I am studying Verma modules (reading Dixmier´s Enveloping Algebras) and have a question regarding the definition as a quotieng of the enveloping algebra.
Let $g$ be a Lie algebra and $h$ its Cartan subalgebra.
Verma module is constructed for a given highest weight $\lambda$, living in the dual space $h^\star$. It is defined as the quotient vector space $W_\lambda = U(g)/I_\lambda$ where $U(g)$is the universal enveloping algebra of $g$. I understand what $U(g)$ is.
My trouble is with the ideal $I_\lambda$, which is said to be generated by the elements $X_\alpha$, $\alpha \in R^+$. That is, $X_\alpha$ should be elements corresponding to positive roots. However, I am struggling to find the exact definition, in Dixmier or even in other sources. (Maybe I just overlooked them or got something wrong.)

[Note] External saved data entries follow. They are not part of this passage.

PR #643, opened 2026-08-12
ci: bound build-lane haul storage with a retention workflow

andrey-embarklabs:
### Technical
Every main build republishes the whole ~5GB platform to `manifests/scout` + `manifests/scout-manifest`, so unbounded they grow indefinitely. Adds a weekly + manual retention workflow that keeps `:main` + the newest N versioned hauls (and their cosign signatures) and prunes older ones.

- `tooling/manifest/retention.py` — signature-aware keep/delete policy, conservative (under-prunes rather than over-prunes), with offline unit tests.
- `.github/workflows/haul-retention.yaml` — **hard-scoped** to a literal allowlist of the two `manifests/*` packages (never enumerates, so it cannot reach the digest-pinned image/chart packages Flux references). **Dry-run by default**; real deletes only on an explicit dispatch (`dry_run=false`) or a scheduled run once the repo variable `HAUL_RETENTION_ENABLED='true'`.

## Type of change
- [x] CI / build automation

### Backward compatibility
None. Read-only until explicitly enabled; touches only the two haul packages.

## Note for reviewers
Reviewed adversarially for scope-escape and over-deletion (none). To roll out: merge, dispatch once with `dry_run=true` to eyeball the plan against the real registry, then set `HAUL_RETENTION_ENABLED=true` to let the weekly schedule prune.

### DIFF
--- a/.github/workflows/haul-retention.yaml
+++ b/.github/workflows/haul-retention.yaml
@@ -4,8 +4,8 @@ name: Haul retention
 # accumulate unbounded. Scoped HARD to the two manifests/* packages via a literal
 # allowlist below; it never enumerates packages, so it cannot reach the
 # digest-pinned image/chart packages that Flux consumers reference. Keeps :main +
-# the newest N versioned hauls (+ their cosign signatures) for rollback -- policy
-# is tooling/manifest/retention.py (unit-tested offline).
+# hauls younger than keep_days (min_keep newest regardless of age) + their cosign
+# signatures -- policy is tooling/manifest/retention.py (unit-tested offline).
 #
 # SAFE BY DEFAULT: a manual run only PREVIEWS the plan (dry_run=true). The weekly
 # schedule deletes for real only once the repo variable HAUL_RETENTION_ENABLED is
@@ -16,10 +16,14 @@ on:
     - cron: '17 8 * * 1' # Mondays 08:17 UTC
   workflow_dispatch:
     inputs:
-      keep_n:
-        description: 'Versioned hauls to retain per package (for rollback)'
+      keep_days:
+        description: 'Retain hauls younger than this many days (per package)'
         type: number
-        default: 10
+        default: 30
+      min_keep:
+        description: 'Always retain at least this many newest hauls'
+        type: number
+        default: 5
       dry_run:
         description: 'Preview only; do not delete'
         type: boolean
@@ -48,9 +52,9 @@ jobs:
         env:
           GH_TOKEN: ${{ secrets.GITHUB_TOKEN }}
           # Schedule has no inputs -> 10. On dispatch, pass the operator value through
-          # verbatim (don't `|| 10`: keep_n=0 is falsy and would silently become 10,
-          # masking retention.py's keep_n>=1 guard -- let it fail loudly instead).
-          KEEP_N: ${{ github.event_name == 'schedule' && 10 || inputs.keep_n }}
+          # verbatim (don't coerce: retention.py's guards reject 0 / negatives loudly).
+          KEEP_DAYS: ${{ github.event_name == 'schedule' && 30 || inputs.keep_days }}
+          MIN_KEEP: ${{ github.event_name == 'schedule' && 5 || inputs.min_keep }}
           # Delete for real ONLY on an explicit dispatch with dry_run=false, or a
           # scheduled run once HAUL_RETENTION_ENABLED is set. Otherwise preview.
           DELETE_FOR_REAL: ${{ (github.event_name == 'workflow_dispatch' && inputs.dry_run == false) || (github.event_name == 'schedule' && vars.HAUL_RETENTION_ENABLED == 'true') }}
@@ -74,10 +78,9 @@ jobs:
               exit 1
             fi
             # Surface retention.py's plan/error even on failure -- set -e would
-            # otherwise abort before the summary line and hide the reason (e.g. the
-            # keep_n>=1 guard).
+            # otherwise abort before the summary line and hide the reason (e.g. a guard).
             if ! printf '%s' "${raw}" | jq -s 'add' \
-                | python3 tooling/manifest/retention.py --keep "${KEEP_N}" - >delete-ids.txt 2>plan.txt; then
+                | python3 tooling/manifest/retention.py --keep-days "${KEEP_DAYS}" --min-keep "${MIN_KEEP}" - >delete-ids.txt 2>plan.txt; then
               echo "::error::retention.py failed for ${pkg}:"; cat plan.txt
               sed 's/^/    /' plan.txt >> "$GITHUB_STEP_SUMMARY"
               exit 1
--- a/.github/workflows/haul-retention.yaml
+++ b/.github/workflows/haul-retention.yaml
@@ -73,24 +73,36 @@ jobs:
               cat err.txt
               exit 1
             fi
-            printf '%s' "${raw}" | jq -s 'add' \
-              | python3 tooling/manifest/retention.py --keep "${KEEP_N}" - >delete-ids.txt 2>plan.txt
+            # Surface retention.py's plan/error even on failure -- set -e would
+            # otherwise abort before the summary line and hide the reason (e.g. the
+            # keep_n>=1 guard).
+            if ! printf '%s' "${raw}" | jq -s 'add' \
+                | python3 tooling/manifest/retention.py --keep "${KEEP_N}" - >delete-ids.txt 2>plan.txt; then
+              echo "::error::retention.py failed for ${pkg}:"; cat plan.txt
+              sed 's/^/    /' plan.txt >> "$GITHUB_STEP_SUMMARY"
+              exit 1
+            fi
             sed 's/^/    /' plan.txt >> "$GITHUB_STEP_SUMMARY"
             count="$(grep -c . delete-ids.txt || true)"
             if [ "${DELETE_FOR_REAL}" = "true" ]; then
-              # Non-fatal per id: a single stuck version (e.g. transient 403) must not
-              # abort the run and block the other package. retention.py recomputes from
-              # live state each run, so a skipped delete just retries next time.
+              # Per-id tolerance so one stuck version doesn't block the rest, but track
+              # the counts: every delete failing (with deletes attempted) is systemic --
+              # usually a permissions gap dry-run can't exercise -- so fail loud.
+              deleted=0; failed=0
               while read -r id; do
                 [ -n "${id}" ] || continue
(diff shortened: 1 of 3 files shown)


.github/workflows/haul-retention.yaml
```diff
@@ -0,0 +1,97 @@
...
+            fi
+            printf '%s' "${raw}" | jq -s 'add' \
+              | python3 tooling/manifest/retention.py --keep "${KEEP_N}" - >delete-ids.txt 2>plan.txt
+            sed 's/^/    /' plan.txt >> "$GITHUB_STEP_SUMMARY"
+            count="$(grep -c . delete-ids.txt || true)"
+            if [ "${DELETE_FOR_REAL}" = "true" ]; then
+              # Non-fatal per id: a single stuck version (e.g. transient 403) must not
+              # abort the run and block the other package. retention.py recomputes from
+              # live state each run, so a skipped delete just retries next time.
+              while read -r id; do
```
kathrynalpert, line 96: Per-id tolerance is right for one stuck version, but nothing distinguishes "one id failed" from
"every id failed." The loop never exits non-zero, and the summary below says "processed N
version(s) for deletion" whether N deletions succeeded or zero did. That is the same silent
success the list step above explicitly refuses to allow.

The most likely systemic cause for failure is permissions, and **dry-run can never
exercise this**. The preview runs the list and the plan but never issues a DELETE, so the first real
run is the first test of whether `GITHUB_TOKEN` with `packages: write` can delete an *org*
container package version — that depends on the package being repo-scoped to this repo, and
org-level packages have historically needed a PAT with `delete:packages`. If it can't, every
Monday's run is green, deletes nothing, and the storage this job exists to bound keeps growing.

Suggest counting successes and failures and failing the job when the plan was non-empty and
nothing was deleted. Cheap, and it turns the one failure mode we can't pre-test into a loud one.

kathrynalpert (commented):
Comments inline. One question that isn't about a specific line: `keep_n: 10` is described as
retention "for rollback." At 174 merges per 90 days that is roughly two hauls a day, so 10 is
about **five days** of rollback for ~50GB. If the rollback horizon is what actually matters,
keep-by-age might express the intent better than keep-by-count (with some minimum count retained).

.github/workflows/haul-retention.yaml
```diff
@@ -0,0 +1,97 @@
...
+              if grep -q 'HTTP 404' err.txt; then
+                echo "  package does not exist yet; skipping" | tee -a "$GITHUB_STEP_SUMMARY"
+                continue
+              fi
+              echo "::error::failed to list versions for ${pkg}:"
+              cat err.txt
+              exit 1
+            fi
+            printf '%s' "${raw}" | jq -s 'add' \
+              | python3 tooling/manifest/retention.py --keep "${KEEP_N}" - >delete-ids.txt 2>plan.txt
```
kathrynalpert: `plan.txt` only reaches the step summary on the success path — `set -e` aborts the step before the
`sed ... >> "$GITHUB_STEP_SUMMARY"` line. So any `retention.py` failure gives a red step with no
visible reason, including the deliberate `keep_n must be >= 1` guard that the `KEEP_N` comment
above relies on ("let it fail loudly instead" — it does fail, but silently about why).

`tee` the stderr, or cat `plan.txt` in a failure branch.

tooling/manifest/retention.py
```diff
@@ -0,0 +1,140 @@
...
+
+    deleted_digests = {digest_of[i] for i in delete if digest_of.get(i)}
+    for vid, subject in sigs:
+        if subject in kept_digests:
+            keep.add(vid)
+        elif subject in deleted_digests:
+            delete.add(vid)  # orphaned by deleting its bundle -> clean it up
+        else:
+            keep.add(vid)  # subject unknown/absent: conservative keep
+    return keep, delete
```
kathrynalpert, line 119: These two sets can overlap. A version tagged `main` whose tags also matched `sha256-<hex>.sig`
lands in `keep` via the `main` branch and in `delete` via the signature loop, and the workflow acts
on `delete` alone.

Not reachable today — cosign never tags a signature `main` — so this is hardening, not a bug. But
in code whose output is a delete list, "keep wins" is worth making structural rather than
incidental: `delete -= keep` before the return, plus an assertion that they're disjoint.

tooling/manifest/retention.py
```diff
@@ -0,0 +1,140 @@
...
+        sys.stdin.read()
+        if args.versions_json == "-"
+        else open(args.versions_json).read()
+    )
+    data = json.loads(raw)
+    versions = [
+        {
+            "id": v["id"],
+            "created_at": v.get("created_at", ""),
+            "digest": v.get("name", ""),  # GHCR container version `name` == its digest
```
kathrynalpert: `partition` is covered well, but this adapter is the only part touching the real API shape and it
has no test. The mapping looks correct — GHCR container versions do use `name` for the full
`sha256:` digest — but if it ever drifted, signature matching would fail *silently*: every sig
would fall through to the conservative keep on line 89 and orphans would accumulate with nothing
reporting it.

One fixture test against a real `GET .../versions` payload would lock the shape in.

tooling/manifest/retention.py
```diff
@@ -0,0 +1,140 @@
...
+    digest_of = {}
+
+    for v in versions:
+        vid = v["id"]
+        tags = v.get("tags") or []
+        digest_of[vid] = v.get("digest")
+        if not tags:
+            keep.add(vid)  # untagged: conservative keep
+            continue
+        if "main" in tags:
```
kathrynalpert: Forward-looking, but I'd rather land it here than discover it later: once the release lane
publishes a haul at `X.Y.Z` — whether as its own push or as an `oras tag` alias of the verified
build bundle — this policy would prune it in about five days.

Ranking is pure recency and tag-agnostic, so a version tagged `4.2.0` is just another entry in
`artifacts` once `main` moves off it, and it drops out at `i >= keep_n`. Deletion is per *version*,
not per tag, so we would not lose a stale build tag and keep `4.2.0` — the whole artifact goes, and
`deleted_digests` takes its cosign signature with it. At ~2 hauls/day every release haul would die
well before the next release is cut.

Suggest a keep rule right next to this one:

```python
_RELEASE_TAG = re.compile(r"^[1-9]\d*\.\d+\.\d+$")   # X.Y.Z, X >= 1
```

The leading `[1-9]` is the part to get right. ADR 0030 makes the permanent leading `0` the
build-lane marker precisely so the lanes are distinguishable, so a naive `^\d+\.\d+\.\d+$` would
also match `0.20260812.1234`, keep every build haul forever, and quietly turn this job off. Worth a
test for that case specifically. (ADR 0030 also reserves `X.Y.Z-rc.<run>` under deferred work, if
you want the pattern to allow for it now.)

The alternative is publishing release hauls to a package outside the two-name allowlist, which is
structurally safer since retention could never reach it — but it forecloses the cheap alias
approach, because you would have to re-push ~5GB into a second repo rather than adding a tag.

andrey-embarklabs:
> Comments inline. One question that isn't about a specific line: `keep_n: 10` is described as retention "for rollback." At 174 merges per 90 days that is roughly two hauls a day, so 10 is about **five days** of rollback for ~50GB. If the rollback horizon is what actually matters, keep-by-age might express the intent better than keep-by-count (with some minimum count retained).

thanks, all five landed:

- delete -= keep before return (plus a disjoint assert) so keep always wins.
- pulled the GHCR-json to partition mapping into versions_from_api with a fixture test against the real GET .../versions shape, so a silent drift in the digest/tags mapping gets caught.
- the workflow now surfaces retention.py's plan on failure (set -e was hiding it) and fails loud when every delete fails (systemic, usually perms, which dry-run can't exercise).

switched it to age-based: keep_days (default 30) with a min_keep floor (default 5) so a quiet period never prunes the rollback set. same signature-follows-bundle handling.

tooling/manifest/retention.py
```diff
@@ -0,0 +1,167 @@
...
+`manifests/scout` (the .tar.zst bundle) and `manifests/scout-manifest` (the
+manifest), tagged `0.YYYYMMDD.<run>` with `:main` moved onto the newest. Left
+unbounded they accumulate ~5GB per build. This computes which package *versions*
+to keep vs delete; the workflow feeds it `GET .../versions` and acts on the split.
+
+Policy is by AGE, not count, so the rollback window is a fixed time horizon
+regardless of build cadence (deliberately conservative -- deleting the wrong
+version breaks Flux consumers that pin by digest, so we under-prune):
+  - KEEP any version tagged `main` (the pointer the next build carries from).
+  - KEEP version-tagged artifacts younger than `keep_days`.
```
kathrynalpert, line 17: Not seeing the release-tag keep rule land here — there's no `_RELEASE_TAG` in the file, and no test for it.

Same suggestion as before, as a sibling of the `main` rule:

```python
_RELEASE_TAG = re.compile(r"^[1-9]\d*\.\d+\.\d+$")   # X.Y.Z, X >= 1
```

The leading `[1-9]` is important — ADR 0030 makes the permanent leading `0` the
build-lane marker, so a naive `^\d+\.\d+\.\d+$` also matches `0.20260812.1234`, keeps every build
haul forever, and quietly turns this job off. Worth a test for that case specifically.

.github/workflows/haul-retention.yaml
```diff
@@ -0,0 +1,112 @@
...
+    runs-on: ubuntu-latest
+    steps:
+      - uses: actions/checkout@3d3c42e5aac5ba805825da76410c181273ba90b1 # v7.0.1
+      - uses: actions/setup-python@5fda3b95a4ea91299a34e894583c3862153e4b97 # v7.0.0
+        with:
+          python-version: '3.12'
+      - name: Prune old haul package versions
+        env:
+          GH_TOKEN: ${{ secrets.GITHUB_TOKEN }}
+          # Schedule has no inputs -> 10. On dispatch, pass the operator value through
```
kathrynalpert: Stale from the count-based version: "Schedule has no inputs -> 10" now sets 30 and 5.

andrey-embarklabs:
both follow-ups landed, pushed as c8dd8183:

added _RELEASE_TAG = ^[1-9]\d*\.\d+\.\d+$ as a sibling of the main rule (via
_is_pinned()), so a release haul at X.Y.Z is pinned forever. the leading [1-9] keeps
the build lane (0.YYYYMMDD.run) aging out. tests cover both: ancient 4.2.0 kept,
ancient 0.20260812.1234 deleted, and the release sig follows its bundle.

fixed the stale schedule comment (-> 10 is now keep_days=30, min_keep=5).

heads up: the release-tag hauls this protects only start existing once #641's alias-haul
lands, so this pairs with #641.

PR #3078, opened 2026-06-03
fix: reject GOCSPX- OAuth secret in REACT_APP_GOOGLE_API_KEY

### LINKED ISSUE #2317: Hardening: refuse to boot if REACT_APP_GOOGLE_API_KEY has GOCSPX- prefix
## Context

On 2026-05-16 the Drive feature deployed with a misconfigured env: \`REACT_APP_GOOGLE_API_KEY\` was set to a value starting with \`GOCSPX-\`, which is the Google *OAuth Client Secret* format — not an API key (which starts with \`AIza\`).

Two bad consequences:
1. The Picker rejected the credential ("API developer key is invalid")
2. The Client Secret got inlined into the public JS bundle, briefly leaking it

## What to do

Add a boot-time / build-time check that refuses to start (or fails CI) if any \`REACT_APP_GOOGLE_API_KEY\` value starts with \`GOCSPX-\`. The check belongs in:
- The web build step (catches at CI before it ships)
- Server startup (catches at deploy time even when CI is bypassed)

Pattern: a single guard function, e.g. \`assertGoogleApiKeyShape(value)\`, that throws on \`GOCSPX-\` prefix and warns on missing \`AIza\` prefix.

## Why this is worth doing

The 30 minutes spent diagnosing the bad key value during the original Drive ship-week was preventable. A one-line check would have caught it at deploy.

aalemayhu:
## What

Adds a small `assertGoogleApiKeyShape` guard that the `useGooglePicker` hook calls when reading `REACT_APP_GOOGLE_API_KEY`. Bad shapes are refused with a single `console.error`:

- **`GOCSPX-` prefix** — Google OAuth Client Secret format pasted in by mistake. Refusing this value avoids leaking the secret into the public JS bundle the way the May 16 misconfiguration briefly did.
- **Missing `AIza` prefix** — does not look like a Google API key; Picker calls will fail.

When the key looks valid, behavior is unchanged.

## Why

PR #2306 (Google Drive upload) shipped briefly with the env var set to a `GOCSPX-` value. Two consequences:

1. Picker rejected the credential with an opaque "API developer key is invalid".
2. The Client Secret got inlined into the public bundle, briefly leaking it.

A one-line shape check at the read site catches that misconfiguration immediately in the browser console instead of after 30 minutes of diagnosis.

## Tests

- `src/lib/google/assertGoogleApiKeyShape.test.ts` — accepts `AIza...`, rejects `GOCSPX-...` and unrecognized, handles empty/whitespace.
- Existing `useGooglePicker.test.ts` and `UploadForm.test.tsx` updated to use a key with the correct `AIza` prefix (the previous `'test-key'` no longer satisfies the new guard).

Closes #2317

## Browser check

Browser check: not applicable — adds a startup-time env validation that only fires on misconfigured deploys; the configured (valid `AIza...`) path is exercised by existing Picker tests and unchanged for users.

- Scope: added the guard at the **client read site** (`useGooglePicker.ts`) only. Server-side validation was considered but the server does not read `REACT_APP_GOOGLE_API_KEY` — the variable is a Vite `REACT_APP_*` build-time injection consumed only by the web bundle, so guarding it at the read site catches it at first use and a server check would be checking an env it doesn't otherwise use. A separate CI check (`pnpm --filter 2anki-web build` failing on bad shape) would also work and could land later if you want the build to refuse rather than the browser.
- Behavior: returns `null` + logs `console.error` rather than throwing. Throwing would crash the upload page entirely; returning `null` mirrors the existing "no credential" path so the Drive chip disables cleanly while the error surfaces in dev tools.
- Suppression: the warning fires once per session via a module-scoped `warnedApiKeyShape` flag — re-clicking the chip won't spam the console.

---
<a href="https://app.blacksmith.sh/2anki/codesmith/server/pr/3078"><picture><source media="(prefers-color-scheme: dark)" srcset="https://pr-comments-assets.blacksmith.sh/codesmith/view-with-codesmith-dark-v2.svg"><source media="(prefers-color-scheme: light)" srcset="https://pr-comments-assets.blacksmith.sh/codesmith/view-with-codesmith-light-v2.svg">View with Codesmith</picture></a> <a href="https://backend.blacksmith.sh/track/enable-autofix?expires=1783113784&installation_id=132681956&pr_number=3078&repository=2anki%2Fserver&return_to=https%3A%2F%2Fgithub.com%2F2anki%2Fserver%2Fpull%2F3078&signature=1e8d3fb21a4aee29118fa206d41e64d9415219e34378ea311e579c2ace57db91"><picture><source media="(prefers-color-scheme: dark)" srcset="https://pr-comments-assets.blacksmith.sh/codesmith/autofix-with-codesmith-dark.svg"><source media="(prefers-color-scheme: light)" srcset="https://pr-comments-assets.blacksmith.sh/codesmith/autofix-with-codesmith-light.svg">Autofix with Codesmith</picture></a>

### DIFF
--- a/web/src/lib/google/assertGoogleApiKeyShape.test.ts
+++ b/web/src/lib/google/assertGoogleApiKeyShape.test.ts
@@ -1,0 +1,52 @@
+import { describe, expect, it } from 'vitest';
+import {
+  assertGoogleApiKeyShape,
+  describeGoogleApiKeyProblem,
+} from './assertGoogleApiKeyShape';
+
+const FAKE_API_KEY_PREFIX = 'AIza' + 'FAKE_TEST_VALUE_NOT_REAL';
+const FAKE_OAUTH_SECRET = 'GOCSPX-' + 'fake-oauth-secret';
+
+describe('assertGoogleApiKeyShape', () => {
+  it('accepts an AIza-prefixed API key', () => {
+    const shape = assertGoogleApiKeyShape(FAKE_API_KEY_PREFIX);
+    expect(shape.valid).toBe(true);
+    if (shape.valid) {
+      expect(shape.key).toBe(FAKE_API_KEY_PREFIX);
+    }
+  });
+
+  it('rejects an OAuth Client Secret pasted in by mistake', () => {
+    const shape = assertGoogleApiKeyShape(FAKE_OAUTH_SECRET);
+    expect(shape.valid).toBe(false);
+    if (!shape.valid) {
+      expect(shape.reason).toBe('oauth-client-secret');
+      expect(describeGoogleApiKeyProblem(shape)).toContain('GOCSPX-');
+      expect(describeGoogleApiKeyProblem(shape)).toContain('public JS bundle');
+    }
+  });
+
+  it('rejects empty input', () => {
+    expect(assertGoogleApiKeyShape('')).toMatchObject({ valid: false, reason: 'empty' });
+    expect(assertGoogleApiKeyShape(undefined)).toMatchObject({ valid: false, reason: 'empty' });
+    expect(assertGoogleApiKeyShape(null)).toMatchObject({ valid: false, reason: 'empty' });
+    expect(assertGoogleApiKeyShape('   ')).toMatchObject({ valid: false, reason: 'empty' });
+  });
+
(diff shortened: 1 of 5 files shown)


aalemayhu:
@claude review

What are these $X_\alpha$? And why does it make sense to use them for generating the ideal that is then used for defining the $W_\lambda$? I would like to understand more why are Verma modules defined this way and how does the quotient space look, so thats why I want to interpret the ideal correctly.
Thank you very much.
UPDATE: The first mention of $X_\alpha$ I have found in Dixmier is in this theorem, so I assume the definition is solved. However, I am still grateful for any insights about the ideal generated by such elements and the rest of my question.